Across the entries below, count the lines in which the word "agents" occurs. Reply with the count alone.
━━ Data for the task ━━
PR #2853, opened 2026-03-05
t1397: fix pulse-wrapper stuck process — add watchdog timeout

marcusquinn:
## Summary

- Replace bare `wait $opencode_pid` in `run_pulse()` with a watchdog loop that polls every 60s and kills the process tree if it exceeds `PULSE_STALE_THRESHOLD` (30min)
- Simplify quality sweep timestamp validation — strip non-numeric chars and default to 0

## Root Cause

The `marcusquinn` pulse runner was stuck for 28+ hours. The design assumed launchd `StartInterval` would fire new invocations every 120s, and `check_dedup()` in the new invocation would detect and kill stale processes. But launchd `StartInterval` only fires when the **previous invocation has exited** — and the wrapper was blocked on `wait $opencode_pid`, so it never exited, and no new invocation ever started.

The `opencode run` process hung after starting the pulse workflow — the LLM session started but never produced output or completed. With no watchdog, the wrapper waited indefinitely.

## Fix

The watchdog is now **internal** to `run_pulse()` — the same process that spawned opencode checks every 60s whether the child has exceeded the stale threshold. If so, it kills the process tree (SIGTERM then SIGKILL) and continues to the quality sweep and health issue phases.

`check_dedup()` remains as a secondary safety net for edge cases where the wrapper itself gets stuck.

Portable across bash 3.2+ (macOS default) — no `wait -n -t` dependency.

## Testing

- ShellCheck clean
- Logic verified: the `while kill -0` loop exits when the process dies naturally OR when elapsed > threshold
- The stuck processes (PIDs 56504/56743/56744) need manual kill after merge + deploy

## Summary by CodeRabbit

* **Bug Fixes**
  * Improved handling of stalled processes to prevent indefinite hangs
  * Enhanced process monitoring and automatic cleanup for better system stability
  * Fixed timestamp handling to be more robust and reliable

### DIFF
--- a/.agents/scripts/pulse-wrapper.sh
+++ b/.agents/scripts/pulse-wrapper.sh
@@ -8,13 +8,14 @@
 #   1. Uses a PID file with staleness check (not pgrep) for dedup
━━━
Response to this task →
2